:: WORK TO BE COMPLETED ::
From the first line of the records through the line containing "Signature validation fails.", retype every line exactly and nothing else.

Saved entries
------------------------
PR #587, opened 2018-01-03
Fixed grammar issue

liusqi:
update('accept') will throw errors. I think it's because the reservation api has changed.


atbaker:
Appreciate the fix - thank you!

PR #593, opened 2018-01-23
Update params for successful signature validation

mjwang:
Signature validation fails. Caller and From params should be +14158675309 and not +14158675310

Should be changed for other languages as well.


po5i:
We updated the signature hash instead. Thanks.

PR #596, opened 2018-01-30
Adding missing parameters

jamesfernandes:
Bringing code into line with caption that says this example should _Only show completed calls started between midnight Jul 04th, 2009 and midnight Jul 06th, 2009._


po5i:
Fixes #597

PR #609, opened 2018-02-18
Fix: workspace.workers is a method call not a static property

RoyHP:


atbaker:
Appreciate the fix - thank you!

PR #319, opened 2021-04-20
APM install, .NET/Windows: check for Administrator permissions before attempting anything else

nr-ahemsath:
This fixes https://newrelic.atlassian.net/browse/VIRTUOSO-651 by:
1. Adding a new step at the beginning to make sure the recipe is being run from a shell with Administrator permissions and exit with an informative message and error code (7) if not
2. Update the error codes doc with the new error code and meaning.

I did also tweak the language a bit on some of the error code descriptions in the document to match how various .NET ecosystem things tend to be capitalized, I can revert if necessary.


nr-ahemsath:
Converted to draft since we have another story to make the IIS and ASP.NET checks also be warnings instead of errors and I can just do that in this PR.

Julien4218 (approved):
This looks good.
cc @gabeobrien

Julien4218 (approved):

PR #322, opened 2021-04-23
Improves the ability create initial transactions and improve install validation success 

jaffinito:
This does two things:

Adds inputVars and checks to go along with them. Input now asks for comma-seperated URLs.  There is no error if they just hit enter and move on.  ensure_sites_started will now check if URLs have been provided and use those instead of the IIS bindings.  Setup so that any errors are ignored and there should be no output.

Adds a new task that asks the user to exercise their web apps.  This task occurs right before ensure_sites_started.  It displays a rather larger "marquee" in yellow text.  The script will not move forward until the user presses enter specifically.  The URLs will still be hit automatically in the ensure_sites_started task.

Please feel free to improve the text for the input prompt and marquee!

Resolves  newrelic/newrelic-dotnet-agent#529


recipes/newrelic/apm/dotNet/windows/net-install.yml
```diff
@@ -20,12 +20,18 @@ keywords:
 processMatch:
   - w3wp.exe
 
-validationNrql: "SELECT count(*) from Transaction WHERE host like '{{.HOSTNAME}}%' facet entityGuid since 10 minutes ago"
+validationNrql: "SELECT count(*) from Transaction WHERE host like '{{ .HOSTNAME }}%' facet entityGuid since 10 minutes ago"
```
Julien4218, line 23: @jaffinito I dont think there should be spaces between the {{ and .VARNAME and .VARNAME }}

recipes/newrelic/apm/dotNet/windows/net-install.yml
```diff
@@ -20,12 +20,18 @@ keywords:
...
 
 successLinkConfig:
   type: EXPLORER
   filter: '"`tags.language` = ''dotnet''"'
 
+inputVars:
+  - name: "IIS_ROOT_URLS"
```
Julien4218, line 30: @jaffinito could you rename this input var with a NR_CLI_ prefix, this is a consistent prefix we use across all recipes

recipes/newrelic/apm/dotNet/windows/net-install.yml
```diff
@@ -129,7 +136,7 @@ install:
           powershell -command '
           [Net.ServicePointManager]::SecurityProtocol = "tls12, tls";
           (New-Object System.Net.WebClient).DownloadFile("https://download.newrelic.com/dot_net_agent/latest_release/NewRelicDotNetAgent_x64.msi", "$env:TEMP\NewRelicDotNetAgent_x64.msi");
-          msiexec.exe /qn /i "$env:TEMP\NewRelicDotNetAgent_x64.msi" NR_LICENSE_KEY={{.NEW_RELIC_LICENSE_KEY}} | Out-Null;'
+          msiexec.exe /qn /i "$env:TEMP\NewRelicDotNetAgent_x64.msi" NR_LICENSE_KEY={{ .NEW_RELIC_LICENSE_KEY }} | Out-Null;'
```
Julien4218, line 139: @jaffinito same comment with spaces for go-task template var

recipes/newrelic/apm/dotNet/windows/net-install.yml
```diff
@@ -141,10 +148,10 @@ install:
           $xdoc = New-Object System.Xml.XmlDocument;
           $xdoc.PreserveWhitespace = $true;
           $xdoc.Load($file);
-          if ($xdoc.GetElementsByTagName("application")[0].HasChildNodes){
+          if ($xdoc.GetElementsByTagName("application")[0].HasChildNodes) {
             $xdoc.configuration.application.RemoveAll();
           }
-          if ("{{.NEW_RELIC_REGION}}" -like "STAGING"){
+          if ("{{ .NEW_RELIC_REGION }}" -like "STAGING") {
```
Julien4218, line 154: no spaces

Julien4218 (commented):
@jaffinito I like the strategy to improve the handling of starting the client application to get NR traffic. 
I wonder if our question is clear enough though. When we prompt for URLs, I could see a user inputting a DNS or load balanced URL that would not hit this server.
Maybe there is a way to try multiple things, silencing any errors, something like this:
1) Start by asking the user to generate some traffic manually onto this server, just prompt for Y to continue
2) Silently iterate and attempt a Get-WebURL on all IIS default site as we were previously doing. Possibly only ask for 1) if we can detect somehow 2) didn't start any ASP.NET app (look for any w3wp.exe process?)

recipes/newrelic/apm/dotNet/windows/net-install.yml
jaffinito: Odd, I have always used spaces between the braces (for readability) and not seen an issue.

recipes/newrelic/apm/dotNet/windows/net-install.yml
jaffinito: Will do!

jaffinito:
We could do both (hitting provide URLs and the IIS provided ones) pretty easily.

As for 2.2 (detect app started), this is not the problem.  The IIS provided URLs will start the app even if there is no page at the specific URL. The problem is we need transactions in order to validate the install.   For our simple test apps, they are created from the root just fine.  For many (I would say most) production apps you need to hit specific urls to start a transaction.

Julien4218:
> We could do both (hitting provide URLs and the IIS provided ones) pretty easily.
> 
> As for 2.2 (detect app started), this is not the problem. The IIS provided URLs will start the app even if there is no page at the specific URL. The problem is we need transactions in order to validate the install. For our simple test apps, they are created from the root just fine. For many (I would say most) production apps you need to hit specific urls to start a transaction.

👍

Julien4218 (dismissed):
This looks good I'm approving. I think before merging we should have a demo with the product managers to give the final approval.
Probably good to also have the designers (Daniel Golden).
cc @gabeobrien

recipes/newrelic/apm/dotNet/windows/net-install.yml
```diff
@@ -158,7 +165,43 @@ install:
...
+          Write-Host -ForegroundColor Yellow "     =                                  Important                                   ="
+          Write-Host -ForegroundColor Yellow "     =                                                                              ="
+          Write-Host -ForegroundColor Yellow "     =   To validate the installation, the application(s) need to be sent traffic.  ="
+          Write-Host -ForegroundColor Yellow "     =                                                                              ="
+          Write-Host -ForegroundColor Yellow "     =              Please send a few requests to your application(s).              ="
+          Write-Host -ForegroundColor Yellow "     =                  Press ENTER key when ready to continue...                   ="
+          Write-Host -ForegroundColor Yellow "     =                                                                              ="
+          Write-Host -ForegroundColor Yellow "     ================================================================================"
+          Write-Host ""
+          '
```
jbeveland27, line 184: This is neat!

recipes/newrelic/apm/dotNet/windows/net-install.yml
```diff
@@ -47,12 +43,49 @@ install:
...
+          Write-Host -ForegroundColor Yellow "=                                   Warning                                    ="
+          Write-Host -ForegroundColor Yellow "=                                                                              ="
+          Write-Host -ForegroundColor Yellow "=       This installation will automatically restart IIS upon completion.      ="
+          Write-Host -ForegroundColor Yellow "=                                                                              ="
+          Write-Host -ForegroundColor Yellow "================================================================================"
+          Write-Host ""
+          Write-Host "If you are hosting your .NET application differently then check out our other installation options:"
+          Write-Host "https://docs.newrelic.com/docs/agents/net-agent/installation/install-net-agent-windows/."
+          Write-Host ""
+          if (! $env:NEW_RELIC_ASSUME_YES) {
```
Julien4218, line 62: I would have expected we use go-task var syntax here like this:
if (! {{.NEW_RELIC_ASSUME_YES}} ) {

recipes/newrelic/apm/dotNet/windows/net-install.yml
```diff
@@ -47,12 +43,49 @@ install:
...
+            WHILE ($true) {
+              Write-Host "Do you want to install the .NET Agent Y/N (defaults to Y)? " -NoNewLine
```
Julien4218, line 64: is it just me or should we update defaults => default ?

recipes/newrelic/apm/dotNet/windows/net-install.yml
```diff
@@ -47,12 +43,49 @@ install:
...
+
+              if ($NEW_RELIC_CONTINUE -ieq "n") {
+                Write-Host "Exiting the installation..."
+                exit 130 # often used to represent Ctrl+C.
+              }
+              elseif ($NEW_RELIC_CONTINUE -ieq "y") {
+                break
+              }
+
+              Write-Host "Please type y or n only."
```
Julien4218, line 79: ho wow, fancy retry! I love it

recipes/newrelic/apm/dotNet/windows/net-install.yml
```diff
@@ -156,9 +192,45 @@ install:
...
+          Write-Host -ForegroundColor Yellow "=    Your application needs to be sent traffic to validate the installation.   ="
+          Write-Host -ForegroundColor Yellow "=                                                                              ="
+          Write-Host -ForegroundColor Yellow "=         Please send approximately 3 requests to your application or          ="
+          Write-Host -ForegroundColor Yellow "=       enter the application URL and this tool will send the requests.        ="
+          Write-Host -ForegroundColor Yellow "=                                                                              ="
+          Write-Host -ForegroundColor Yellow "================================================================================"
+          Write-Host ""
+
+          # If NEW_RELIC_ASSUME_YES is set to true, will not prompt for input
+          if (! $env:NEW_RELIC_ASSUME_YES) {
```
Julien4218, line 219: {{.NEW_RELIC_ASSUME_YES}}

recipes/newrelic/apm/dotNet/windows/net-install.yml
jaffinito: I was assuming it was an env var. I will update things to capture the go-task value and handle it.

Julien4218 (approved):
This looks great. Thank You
------------------------
:: EXERCISE SOLUTION ::
PR #587, opened 2018-01-03
Fixed grammar issue

liusqi:
update('accept') will throw errors. I think it's because the reservation api has changed.


atbaker:
Appreciate the fix - thank you!

PR #593, opened 2018-01-23
Update params for successful signature validation

mjwang:
Signature validation fails. Caller and From params should be +14158675309 and not +14158675310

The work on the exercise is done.